• The task:
The listing below is the input. Say how many of its lines contain "IsType", giving the number alone.

• Record extracts:
PR #501, opened 2023-10-31
🌱 Part 5: Reduce number of variable sources. Final cleanup

### LINKED ISSUE #437: Reduce number of variable sources involved in resolution process

m1kola:
# Description

Spliting https://github.com/operator-framework/operator-controller/pull/460 into smaller chunks.

In this PR I replace controller variable source with an implementation containing a bunch of function calls (from parts 1-4). I also remove old variable sources and related tests

Closes #437

## Reviewer Checklist

- [ ] API Go Documentation


internal/controllers/variable_source_test.go
```diff
@@ -0,0 +1,114 @@
...
+
+	require.Len(t, vars, 4)
+	assert.Equal(t, "required package packageA", vars[0].Identifier().String())
+	assert.IsType(t, &olmvariables.RequiredPackageVariable{}, vars[0])
+	assert.Equal(t, "installed package packageA", vars[1].Identifier().String())
+	assert.IsType(t, &olmvariables.InstalledPackageVariable{}, vars[1])
+	assert.Equal(t, "fake-catalog-packageA-packageA.v2.0.0", vars[2].Identifier().String())
+	assert.IsType(t, &olmvariables.BundleVariable{}, vars[2])
+	assert.Equal(t, "packageA package uniqueness", vars[3].Identifier().String())
+	assert.IsType(t, &olmvariables.BundleUniquenessVariable{}, vars[3])
```
m1kola, line 113: See if we can replace it with go-cmp similar to other PRs.

awgreene (approved):

internal/controllers/variable_source.go
```diff
@@ -64,21 +63,35 @@ func (v *VariableSource) GetVariables(ctx context.Context) ([]deppy.Variable, er
...
+	}
+
+	bundles, err := variablesources.MakeBundleVariables(allBundles, requiredPackages, installedPackages)
+	if err != nil {
+		return nil, err
+	}
+
+	bundleUniqueness := variablesources.MakeBundleUniquenessVariables(bundles)
+
+	result := []deppy.Variable{}
```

• Written response:
4